§ **Activity**
Retype, word for word, every line of the records below starting at the one that contains "- License: MIT" and ending at the one that contains "PR #67974, opened 2026-08-08"; include both of those lines and nothing more.

Saved data entries:
PR #67949, opened 2026-08-07
optitype: add coincbc and yara dependencies

jonasscheid:
Adds the CBC solver and the YARA mapper as runtime dependencies of `optitype`, so the alternative solver/mapper backends that OptiType 1.5.0 already supports work out of the box.

- `coincbc` (conda-forge) and `yara` (bioconda) added to `run`; both are recommended by OptiType's own docs and `check-deps` output.
- Build number bumped to 1 — 1.5.0 is the current upstream release, so this is a dependency-only rebuild, not a version bump.
- Added `optitype check-deps` to the recipe tests; it verifies exactly these binaries are on `PATH`.

Verified locally: `optitype check-deps` in an env built from these deps reports RazerS3, YARA mapper/indexer, GLPK and CBC all `[OK]` and exits 0.


jonasscheid:

PR #67973, opened 2026-08-08
Add biocframe 0.7.3

mjsteinbaugh:
New recipe for biocframe, a BiocPy container providing flexible dataframe representation to support nested structures.

- noarch: python, pure setuptools/setuptools_scm build, no compiled code
- Runtime dep: numpy, biocutils >=0.3.3 (biocutils is already live on bioconda)
- License: MIT
- Homepage: https://github.com/BiocPy/biocframe
- This unblocks acidgenomes, an existing acidgenomics bioconda package family (r-acidgenomes) whose Python counterpart depends transitively on biocframe/genomicranges/iranges.

PR #67974, opened 2026-08-08
Add compressed-lists 0.4.5

mjsteinbaugh:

§ **Response area**
- License: MIT
- Homepage: https://github.com/BiocPy/biocframe
- This unblocks acidgenomes, an existing acidgenomics bioconda package family (r-acidgenomes) whose Python counterpart depends transitively on biocframe/genomicranges/iranges.

PR #67974, opened 2026-08-08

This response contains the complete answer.